Robert Irundu, CMCo’s national youth president, said he believed it took time for the church to approve women's ordination “because CMCo wanted to study the declaration of Paul requiring women to be silent in the assembly. But the Bible also says there is no distinction between men and women.”
Others were more blunt. “Many of our pastors had a very conservative spirit,” said Rev. François Shopo at the Kinshasa gathering.
Anastasie Tshimbila, an instructor at Kalonda Bible Institute, said the 2012 decision had stirred controversy in the Kasai region, where CMCo has its headquarters, because “some tribal traditions are very oppressive toward women.” She added, “Some radio call-in programs aired a lot of opposition. But many supported the decision as well. Women welcomed it.”
Hon. Madeleine Musaga, a Mennonite woman who is a national deputy representing Gungu in Bandundu Province, said, at the Kinshasa ceremony, “This is a holy day for me, to see women honored. Women should hold their heads high and men should support them. We women are fighting for decision-making posts in politics, and we must also do that in the church.”
Charlotte Djimbo Ndjoko, a Mennonite Brethren woman who lives in Kinshasa, said that the newly ordained women “have struggled along with men for years and years for this ordination. Men have resented them. Thanks be to God that these men have now recognized that women have a place in the church in pastoral ministry and evangelization. We are very happy. We will support them as Mennonite sisters. And we invite other women and girls to join them.”
Journey toward women’s ordination
CMCo is the last of the three Mennonite communities in Congo to ordain women. Communauté des Églises de Frères Mennonites au Congo (Mennonite Brethren Church of Congo) has been ordaining women since 2000. Communauté Évangélique Mennonite (Evangelical Mennonite Church of Congo) ordained a woman for the first time in July 2012, during celebrations of the church's fiftieth anniversary.
Swana, 59, received a degree in theology in 1995 and has long served in a pastoral role alongside her husband, Rev. Léonard Falanga. She has been a leader in organizing women who have studied theology, in teaching on the issue and in attempting to persuade church leaders and pastors that women's ordination is based on biblically sound principles.
Ngombe, 63, received a degree in theology in 1998 and has served as an assistant pastor in several Kinshasa churches since 2005.
All three women studied at the Protestant University of Kinshasa, now known as Christian University of Kinshasa. Mundedi, 47, graduated in 1996.
Mundedi said women in her native Mennonite congregation in Nyanga, Western Kasai, urged her to study theology. “I began preaching in school when I was 14,” she said. After completing theological studies she returned to Nyanga to teach and serve as a school chaplain, “in gratitude to those who first called me.”
In 2005 she began teaching at Kalonda Bible Institute, where she and Anastasie Tshimbila are on the faculty, along with five men. Four women are currently enrolled as students at Kalonda, a three-year post-secondary school that has trained many CMCo pastors.

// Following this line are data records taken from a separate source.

PR #474, opened 2022-03-11
Support for `textDocument/InlayHint`

angelozerr:
Support for `textDocument/InlayHint`

See https://github.com/redhat-developer/quarkus-ls/issues/595

### DIFF
--- a/package.json
+++ b/package.json
@@ -10,7 +10,7 @@
   "license": "Apache-2.0",
   "bugs": "https://github.com/redhat-developer/vscode-quarkus/issues",
   "engines": {
-    "vscode": "^1.37.0"
+    "vscode": "^1.65.0"
   },
   "galleryBanner": {
     "color": "#d8ebff",
@@ -218,11 +218,6 @@
           "description": "Action performed when detected Quarkus properties have an incorrect language.",
           "scope": "window"
         },
-        "qute.codeLens.enabled": {
-          "type": "boolean",
-          "default": true,
-          "markdownDescription": "Enable/disable Qute CodeLens. Default is `true`."
-        },
         "qute.templates.languageMismatch": {
           "type": "string",
           "enum": [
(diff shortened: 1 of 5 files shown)


package.json
```diff
@@ -10,7 +10,7 @@
   "license": "Apache-2.0",
   "bugs": "https://github.com/redhat-developer/vscode-quarkus/issues",
   "engines": {
-    "vscode": "^1.37.0"
+    "vscode": "^1.65.0"
```
fbricon, line 13: most likely will be incompatible with theia

fbricon: @benoitf what's the max vscode engine version compatible with theia?

angelozerr: > most likely will be incompatible with theia

please note vscode-java have a PR to support Inlay Hint too, and they did that too https://github.com/redhat-developer/vscode-java/pull/2354/files#diff-7ae45ad102eab3b6d7e7896acd08c427a9b25b346470d7bc6507b6481575d519R26

rgrunber: Yeah, it's not supported currently. https://eclipse-theia.github.io/vscode-theia-comparator/status.html .

Also, from https://github.com/redhat-developer/vscode-java/pull/2183#pullrequestreview-790383636, looks like updating the engine itself should not be harmful to Theia. Just have to ensure you don't call API that doesn't exist.

**Update** : According to https://github.com/eclipse-theia/theia/blob/master/dev-packages/application-package/src/api.ts#L21, should be 1.53.2

rgrunber: Also see https://github.com/redhat-developer/vscode-java/pull/1975/files for how to adopt new API while still being compatible with older engines.

AlexXuChen (approved):
LGTM, setting works as intended

angelozerr:
Thanks @AlexXuChen for the review!

PR #479, opened 2022-03-24
Changed Qute pop-up to appear on text document open

AlexXuChen:
Changed Qute pop-up to appear on text document open to fix for UI test timeout

### DIFF
--- a/src/qute/languageServer/client.ts
+++ b/src/qute/languageServer/client.ts
@@ -100,14 +100,23 @@ export function connectToQuteLS(context: ExtensionContext, api: JavaExtensionAPI
           if (window.activeTextEditor?.document === document) {
             await synchronizeQuteValidationButton(window.activeTextEditor);
           }
+          // Display the experimental Qute validation pop-up if it hasn't been displayed and a Qute file is open
+          if (!hasShownQuteValidationPopUp(context) && document.languageId.includes('qute')) {
+            showQuteValidationPopUp(context);
+          }
         })
       );
+      // Display the experimental Qute validation pop-up if it hasn't been displayed and a Qute file is open
+      if (!hasShownQuteValidationPopUp(context)) {
+        for (let textDocument of workspace.textDocuments) {
+          if (textDocument.languageId.includes('qute')) {
+            showQuteValidationPopUp(context);
+          }
+        }
+      }
       await setQuteValidationEnabledContext();
       await synchronizeQuteValidationButton(window.activeTextEditor);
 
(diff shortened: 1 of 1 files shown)


rgrunber:
If you rebase against the latest version, it should be good again.

AlexXuChen:
The tests still fail with my side, potentially we just stay with your fix then @rgrunber and I can just close this pr?

src/qute/languageServer/client.ts
```diff
@@ -104,9 +104,12 @@ export function connectToQuteLS(context: ExtensionContext, api: JavaExtensionAPI
       await setQuteValidationEnabledContext();
       await synchronizeQuteValidationButton(window.activeTextEditor);
 
-      if (!hasShownQuteValidationPopUp(context)) {
-        showQuteValidationPopUp(context);
-      }
+      context.subscriptions.push(
+        workspace.onDidOpenTextDocument((document) => {
+          if (!hasShownQuteValidationPopUp(context)) {
+            showQuteValidationPopUp(context);
```
rgrunber: You could add this line to the same invocation from a few lines above.

rgrunber (commented):
With this change, if I simple activate the Quarkus extension by going to the welcome page, and then open an independent XML file, the experimental validation popup comes up. That shouldn't happen.

The purpose of this PR would be to only bring up the popup if the opened file is a Qute template, so there should be some code that checks whether that's the case.

src/qute/languageServer/client.ts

Six North American Mennonites, including three ordained women—Sandy Miller and Paula Killough of Mennonite Mission Network in Elkhart, Indiana, USA; and Amanda Rempel of Newton, Kansas, USA—attended the ordinations in Kinshasa and Kalonda at the invitation of Congolese church leaders.
“The presence of this delegation is a sign of the love that exists between Mennonites,” Swana said.

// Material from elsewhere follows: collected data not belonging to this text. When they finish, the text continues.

PR #496, opened 2022-04-29
Provide qute.native.enabled setting

angelozerr:
Provide qute.native.enabled setting

See https://github.com/redhat-developer/quarkus-ls/issues/629

### DIFF
--- a/docs/qute/README.md
+++ b/docs/qute/README.md
@@ -10,10 +10,11 @@
  ## Settings
 
  * `qute.trace.server`: Trace the communication between VS Code and the Qute language server in the Output view. Default is `off`.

The three American women were invited to join CMCo pastors in laying hands on, and praying for, the women and men who were being ordained.

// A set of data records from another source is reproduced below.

PR #506, opened 2022-05-19
Move to vscode-languageclient 8.0.2 for Qute LS

### LINKED ISSUE #505: Move to vscode-languageclient 8.0.1 for Qute LS
Move to vscode-languageclient 8.0.1 for Qute LS. We will benefit with:

 * inlay hint support.
 * we should remove shouldLanguageServerExitOnShutdown

angelozerr:
Move to vscode-languageclient 8.0.2 for Qute LS

Fixes #505


angelozerr:
This PR requires https://github.com/redhat-developer/quarkus-ls/pull/645

rgrunber:
We should also move vscode-microprofile to vscode-languageclient 8.0.1. Currently it seems to sit at [`7.0.0`](https://github.com/redhat-developer/vscode-microprofile/blob/master/package-lock.json#L6133)

angelozerr:
> We should also move vscode-microprofile to vscode-languageclient 8.0.1. Currently it seems to sit at [7.0.0](https://github.com/redhat-developer/vscode-microprofile/blob/master/package-lock.json#L6133)

yes sure, but this PR is for Qute support. vscode-microprofile is for Quarkus support (application.properties, java support).

We can have different version of vscode-languageclient per extension). I agree with you we need to update vscode-microprofile but it is not a blocker issue for this PR.

angelozerr:
The feature which it is important to test it in this PR  is the inlay hint support.

rgrunber:
We should hold off on this until we get some clarification on https://github.com/redhat-developer/vscode-java/pull/2377#issuecomment-1138616284 . Seems to me like it would not work in Theia.

src/qute/languageServer/client.ts
```diff
@@ -2,18 +2,17 @@ import * as requirements from './requirements';
...
 import { QuteSettings } from './settings';
 import { JavaExtensionAPI } from '../../extension';
-import { QuteInlayHintsProvider } from './inlayHintsProvider';
 
-export function connectToQuteLS(context: ExtensionContext, api: JavaExtensionAPI) {
+export async function connectToQuteLS(context: ExtensionContext, api: JavaExtensionAPI) {
   registerVSCodeQuteCommands(context);
 
-  return requirements.resolveRequirements(api).then(requirements => {
+  return requirements.resolveRequirements(api).then(async requirements => {
```
datho7561: Since this function is now `async`, you can do:

```typescript
import { resolveRequirements } from './requirements';
// ...
export async function connectToQuteLS(context: ExtensionContext, api: JavaExtensionAPI) {
  registerVSCodeQuteCommands(context);
  const requirements = await resolveRequirements(api);
  const clientOptions: LanguageClientOptions = {
  // ...
```

src/qute/languageServer/client.ts
```diff
@@ -71,59 +70,50 @@ export function connectToQuteLS(context: ExtensionContext, api: JavaExtensionAPI
...
-      );
-      // Display the experimental Qute validation pop-up if it hasn't been displayed and a Qute file is open
-      if (!hasShownQuteValidationPopUp(context)) {
-        for (const textDocument of workspace.textDocuments) {
-          if (textDocument.languageId.includes('qute')) {
-            showQuteValidationPopUp(context);
-          }
+    await quteLanguageClient.start();
+
+    bindQuteRequest('qute/template/project');
```
datho7561: These requests have been removed from the list, and should be added back
- `'qute/template/javadoc'`
- `'qute/template/generateMissingJavaMember'`

datho7561 (changes requested):

src/qute/languageServer/client.ts
angelozerr: Good catch! Fixed.

src/qute/languageServer/client.ts
angelozerr: Ouch my bad -( Fixed.

datho7561 (approved):
Looks good. Thanks, Angelo!

PR #510, opened 2022-06-10
Fix some dependency issues reported by npm audit.

rgrunber:
- Bump vscode-extension-tester to fix underlying dependency issues with
  minimist and json-schema

### DIFF
--- a/package-lock.json
+++ b/package-lock.json
@@ -364,9 +364,9 @@
       }
     },
     "@sindresorhus/is": {
-      "version": "4.2.0",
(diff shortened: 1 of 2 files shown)


rgrunber:
```
/home/runner/work/vscode-quarkus/vscode-quarkus/node_modules/vsce/out/package.js:136
    return (translations ?? [])
                          ^
SyntaxError: Unexpected token '?'
```
I suspect we need to start using Node 14 (instead of 12) in the builds.

PR #577, opened 2023-01-31
Call `quteLanguageServer.stop()` when deactivating

### LINKED ISSUE #576: qute-ls isn't stopped by vscode-quarkus
qute-ls is left running after closing VS Code, instead of being stopped when VS Code is closed. It remains running until the auto shut off mechanism detects that the parent process is dead, ~30 seconds later.

datho7561:
Closes #576


angelozerr:
Thanks @datho7561

PR #578, opened 2023-02-01
Update .vscode/tasks.json to run Debug Quarkus command with missing mvnw

### LINKED ISSUE #572: when no ./mvnw exist cannot debug quarkus
if no mvnw exist in project debug quarkus fails trying to run `./mvnw quarkus:dev`

...could run `mvn quarkus:dev` to rely on path ...or at least tell user how they configure which command it will run.

JessicaJHee:
Fixes #572 

### DIFF
--- a/src/utils/tasksUtils.ts
+++ b/src/utils/tasksUtils.ts
@@ -17,6 +17,7 @@ import * as _ from 'lodash';
 
 import { tasks, ProcessExecution, ShellExecution, Task, TaskExecution, WorkspaceFolder, CustomExecution } from 'vscode';
 import { BuildSupport } from '../buildSupport/BuildSupport';
+import { getFilePathsFromFolder } from '../utils/workspaceUtils';
 
 export async function getQuarkusDevTaskNames(workspaceFolder: WorkspaceFolder, projectBuildSupport: BuildSupport) {
   const quarkusDevTaskDefinitions: Task[] = await getQuarkusDevTasks(workspaceFolder, projectBuildSupport);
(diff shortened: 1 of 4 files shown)


rgrunber (commented):
If I take your change and a quarkus project (eg. [config-quickstart](https://github.com/quarkusio/quarkus-quickstarts/tree/main/config-quickstart)) with no `.vscode/` folder and just call the `Debug Quarkus` command, it generates everything as before, but the debugging doesn't start.

It looks like the last line of `startDebugging` :

`await debug.startDebugging(workspaceFolder, debugConfig);` never runs.

I think part of the issue is that `getQuarkusDevDebugConfig` is also used by `waitUntilTaskExists` as the last step up creating the launch config in `createLaunchConfig`.

I also noticed `shouldUpdateTaskCommand()` is returning undefined even when the wrapper command is still there. I'd have a look at `getWrapperPathFromBuildFile` as I think that isn't finding the wrapper.

JessicaJHee:
@rgrunber you were correct! I needed to use another way to find the wrapper command. It should work fine now

src/utils/tasksUtils.ts
```diff
@@ -83,6 +84,26 @@ function isQuarkusDevTask(task: Task, projectBuildSupport: BuildSupport): boolea
...
+
+  const execution: ProcessExecution | ShellExecution | CustomExecution = task.execution;
+
+  if (!execution || !(execution as ShellExecution)) {
+    return false;
+  }
+
+  const shellExecution: ShellExecution = execution as ShellExecution;
+
+  if (shellExecution
```
rgrunber: Should be able to simplify this a bit with https://www.typescriptlang.org/docs/handbook/release-notes/typescript-3-7.html .

Also I think instead of `if (array.length > 0)` you can simply use `if(array)`

src/utils/tasksUtils.ts
```diff
@@ -76,13 +77,31 @@ function isQuarkusDevTask(task: Task, projectBuildSupport: BuildSupport): boolea
...
+  const execution: ProcessExecution | ShellExecution | CustomExecution = task.execution;
+
+  if (!execution || !(execution as ShellExecution)) {
+    return false;
+  }
+
+  const shellExecution: ShellExecution = execution as ShellExecution;
+
+  if (shellExecution?.commandLine
+    && (shellExecution.commandLine.includes(projectBuildSupport.getWrapper())
```
rgrunber: If I'm on Linux and I delete the `mvnw` script, this logic will not update the task because `mvnw.cmd` exists. But on Linux `mvnw.cmd` can't be used. Try deleting just `mvnw` and it'll fail because this condition allows it. Same applies if I'm on Windows and delete the `mvnw.cmd` script.

src/wizards/debugging/TaskCreator.ts
```diff
@@ -124,7 +124,7 @@ export class TaskCreator {
    */
   private async addTask(taskDefinition: TaskDefinition): Promise<void> {
     const tasksJson = workspace.getConfiguration('tasks', this.workspaceFolder.uri);
-    const tasks: TaskDefinition[] = tasksJson.get<TaskDefinition[]>('tasks');
+    const tasks: TaskDefinition[] = tasksJson.get<TaskDefinition[]>('tasks').filter(task => task['label'] != taskDefinition['label']);
```
rgrunber, line 127: I think the same problem exists at https://github.com/redhat-developer/vscode-quarkus/blob/2f275047459fe3791874a29e92c8657e4e9f8f98/src/wizards/debugging/LaunchConfigCreator.ts#L89-L90 . This could be a separate bug since it has nothing to do with your change, but it would be good to fix it.

You could actually reproduce it by just removing the tasks.json file because that will cause the launch to be regenerated either way.

rgrunber (commented):
Overall, this works in the general case. Just some things to polish up and one thing to fix.

One thing to keep in mind that I don't think we need to deal with here is priority. For example, let's say you can't locate the wrapper in the project folder, so you use the default, which works. What happens if the wrapper is put back/re-introduced. Should we detect it and refresh again ? We can address this an another issue if we really feel we should handle this.

src/wizards/debugging/LaunchConfigCreator.ts
```diff
@@ -86,7 +86,8 @@ export class LaunchConfigCreator {
 
   private async addLaunchConfig(): Promise<void> {
     const launchJson = workspace.getConfiguration('launch', this.workspaceFolder.uri);
-    const configurations: DebugConfiguration[] = launchJson.get<DebugConfiguration[]>('configurations');
+    const configurations: DebugConfiguration[] = launchJson.get<DebugConfiguration[]>('configurations')
+      .filter(task => task['preLaunchTask'] != this.quarkusBuildSupport.getQuarkusDevTaskName(this.workspaceFolder, this.projectFolder));
```
rgrunber: Is there any reason to use `preLaunchTask` as opposed to `name` ? If someone wants to have a launch that uses our pre-defined `quarkus:dev` task, that's fine. No reason that multiple can't exist. The only thing is we shouldn't allow duplicate launches, which we can interpret to mean launches with the same `name`.

rgrunber (commented):
Nice. This even gives priority to the project wrapper (if it exists) ! Just one small thing to address and I think we can merge.

rgrunber (approved):
Looks mostly fine to me. If @datho7561 is fine with it, feel free to merge.

datho7561 (approved):
This works well for me. Thanks, Jessica!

While the struggle for women’s ordination was long and exhausting at times, Swana said, “We recognize that everything has its time, as written in Ecclesiastes 3.”
In November, two more CMCo women, identified by church leaders as Mubi Mutemba and Mundombila, will be ordained in Kananga, Western Kasai.
Article by Nancy Myers, a freelance writer on assignment for Africa Inter-Mennonite Mission and Charlie Malembe, a Mennonite journalist in Kinshasa.